= THE TASK =
Lines with the string "only" must each be copied from the listing.

*** DATA FOR ANALYSIS ***

PR #24375, opened 2023-09-08
conf-unwind.1 with a fix for os-family=ubuntu

jmid:
This PR contains a `conf-unwind.1` with a small fix for `os-family=ubuntu`.
This should help new users wanting to try out `5.1.0~rc3+tsan` after the presentation at tomorrow's OCaml workshop.

Without the fix I got:
```
#=== ERROR while compiling conf-unwind.0 ======================================#
# context     2.1.4 | linux/x86_64 |  | https://opam.ocaml.org#62c9cbe6
# path        ~/.opam/5.1.0~rc3+tsan/.opam-switch/build/conf-unwind.0
# command     ~/.opam/opam-init/hooks/sandbox.sh build pkg-config --short-errors --print-errors libunwind
# exit-code   1
# env-file    ~/.opam/log/conf-unwind-1330963-be162d.env
# output-file ~/.opam/log/conf-unwind-1330963-be162d.out
### output ###
# No package 'libunwind' found
```

I'm on Linux Mint, an Ubuntu-derivative which reports
```
$ opam var os-family 
ubuntu
```
and for which the relevant deb-package is also just called `libunwind-dev`

```diff
$ diff packages/conf-unwind/conf-unwind.0/opam  packages/conf-unwind/conf-unwind.1/opam 
10a11
>   ["libunwind-dev"] {os-family = "ubuntu"}
```

CC: @OlivierNicole @dra27

PR #24545, opened 2023-09-28
Fix conf-openbabel on openbabel 3

jmid:
Here's a third PR to reduce noise - this one in `conf-openbabel`.
The error triggers when I release a new QCheck release, e.g. in #24313 because of the dependency of `lbvs_consent`  on `conf-openbabel` which therefore fails with, e.g., `lbvs_consent.2.1.2 (failed: conf-openbabel.0.1 failed to build)`

The issue here is that the `openbabel` version obtained by `apt-get install libopenbabel-dev` [is installed in `/usr/include/openbabel3`](https://packages.debian.org/sid/amd64/libopenbabel-dev/filelist)
I've also checked locally on my homebrew mac, that `brew install open-babel` installs into `/usr/local/include/openbabel3`

For backwards compatibility, I've left the `openbabel-2.0` entries as is.

Finally, `opam var os-family` yields `ubuntu` on Linux Mint, so I included a fix akin to https://github.com/ocaml/opam-repository/pull/24375

### DIFF
--- a/packages/conf-openbabel/conf-openbabel.0.1/files/test.cpp
+++ b/packages/conf-openbabel/conf-openbabel.0.1/files/test.cpp
@@ -1,8 +1,0 @@
-#include <openbabel/mol.h>
-
-// compile with: c++ -I/usr/include/openbabel-2.0 test.c -lopenbabel
-
-int main () {
-  OpenBabel::OBMol mol;
-  return 0;
-}
--- a/packages/conf-openbabel/conf-openbabel.0.1/opam
+++ b/packages/conf-openbabel/conf-openbabel.0.1/opam
@@ -4,22 +4,8 @@ homepage: "http://openbabel.org/"
 license: "GPL-1.0-or-later"
 authors: "http://openbabel.org/wiki/THANKS"
 bug-reports: "https://github.com/ocaml/opam-repository/issues"
-build: [
-  [ "c++"
-    "-I/usr/include/openbabel-2.0"
-    "-I/usr/include/openbabel3"
-    "test.cpp"
-    "-lopenbabel"
-  ] {os != "macos"}
-  [
-    "c++"
-    "-I/usr/local/include/openbabel-2.0"
-    "-I/usr/local/include/openbabel3"
-    "test.cpp"
-    "-L/usr/local/lib"
-    "-lopenbabel"
-  ] {os = "macos"}
-]
+build: [["pkg-config" "openbabel-3"]]
+depends: ["conf-pkg-config" {build}]
 x-ci-accept-failures: ["debian-11" "debian-unstable" "alpine-3.18"]
 depexts: [
   ["libopenbabel-dev"] {os-family = "debian" | os-family = "ubuntu"}
@@ -34,5 +20,4 @@ synopsis: "Virtual package relying on openbabel library installation"
 description: """
 This package can only install if the openbabel devel library is installed
 on the system."""
-extra-files: ["test.cpp" "md5=0a2f6ad381a1624089cd12718bfbfdd8"]
 flags: conf
--- a/packages/conf-openbabel/conf-openbabel.0.1/opam
+++ b/packages/conf-openbabel/conf-openbabel.0.1/opam
@@ -22,7 +22,7 @@ build: [
 ]
 x-ci-accept-failures: ["debian-11" "debian-unstable"]
 depexts: [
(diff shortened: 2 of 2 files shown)


jmid:
I realize that it would probably make sense to switch to something like `pkg-config`...

To eliminate red lights that happen for a different reason, the latest string of commits add support on Arch, Fedora, opensuse, Oracle Linux, and FreeBSD. 
I couldn't find an `*open*babel*` package for Alpine on https://pkgs.alpinelinux.org/packages

jmid:
7344ad4 suggests to switch the test to using `pkg-config` like many other `conf-*` packages.
I've checked locally that this also works on macOS with homebrew.

jmid:
CI is full of red lights. 3a09c95 fixes the Fedora package to use `openbabel-devel`.
I need to go over the other distro package names again.

jmid:
OK, fixed the package names on opensuse and oracle.
The only remaining error should be on Debian 10 which has a version 2.* of the package.
The `pkg-config` query therefore has to be adjusted accordingly...

jmid:
The Debian 10 and opensuse 15.5 error should be gone with 6c0a5c0 which tests for either version 2.0 or 3.
There's still an Oracle error though :thinking:

jmid:
From https://github.com/ocaml/opam-repository/pull/24360#issuecomment-1709640614 I learned that Oracle Linux does not search the EPEL repo where the system package is located https://yum.oracle.com/repo/OracleLinux/OL9/developer/EPEL/x86_64/index.html

I could revert the Oracle addition and/or add a suitable `x-ci-accept-failures` for it?

jmid:
The `lbvs_consent` package fails because it hard codes the `/usr/include/openbabel-2.0` directory:
https://github.com/UnixJunkie/consent/blob/master/src/Makefile#L2

One can
- rewrite the above to use `pkg-config` instead so that it will also work with `openbabel3`
- split this PR into two opam packages: `conf-openbabel.2` and  `conf-openbabel.3`

@UnixJunkie WDYT?

UnixJunkie:
If that doesn't break anything, then I am OK with the proposed changes.
It does become simpler than what I initially wrote.

jmid:
9fa6afb (and 38a92ee) adds the proposed `x-ci-accept-failures` from above.

> If that doesn't break anything, then I am OK with the proposed changes.
> It does become simpler than what I initially wrote.

lbvs_consent.2.1.1, 2.1.2, 2.1.3, 2.2.0 all fail the CI during  `make obmaccs` in `src/` because of the hard coded `/usr/include/openbabel-2.0` directory, when the tested CI system offers `openbabel3` instead.
I don't know enough about openbabel to tell whether `lbvs_consent` and other software will work equally well with openbabel-2.0 and  openbabel3.

If we go with the current version that accepts either 2.0 or 3, `lbvs_consent` will have to add a `conf-pkg-config` dependency and adjust `src/Makefile` with suitable `pkg-config --libs --cflags openbabel-2.0` and `pkg-config --libs --cflags openbabel-3` calls to work cross platform, AFAICS.

jmid:
Something like the following seems sufficient to get https://github.com/UnixJunkie/consent/blob/master/src/Makefile working with both openbabel 2.0 and 3:
```diff
@@ -1,6 +1,9 @@
+CFLAGS := `pkg-config --silence-errors --cflags openbabel-2.0 || pkg-config --cflags openbabel-3`
+LDFLAGS := `pkg-config --silence-errors --libs openbabel-2.0 || pkg-config --libs openbabel-3`
+
 ob_maccs: ob_maccs.cpp
-       c++ -W -Wall -I/usr/include/openbabel-2.0 ob_maccs.cpp \
-         -o lbvs_consent_ob_maccs -lopenbabel -Wl,-R/usr/lib
+       c++ -W -Wall $(CFLAGS) ob_maccs.cpp \
+         -o lbvs_consent_ob_maccs $(LDFLAGS) -Wl,-R/usr/lib
 
 clean:
        \rm -f lbvs_consent_ob_maccs

```

jmid:
Seeing many unrelated `ppx_rapper` errors triggered. Fix PR in https://github.com/ocaml/opam-repository/pull/24589.
I'll rebase once that one is in.

jmid:
Rebased on `master` after the merge of https://github.com/ocaml/opam-repository/pull/24589

mseri:
Sorry for the long delay and thanks a lot for the fix! Looks like nothing is broken and instead compatibility is better now. I am going to merge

*** End of DATA FOR ANALYSIS ***

= ANSWER BOX =
 This package can only install if the openbabel devel library is installed
The only remaining error should be on Debian 10 which has a version 2.* of the package.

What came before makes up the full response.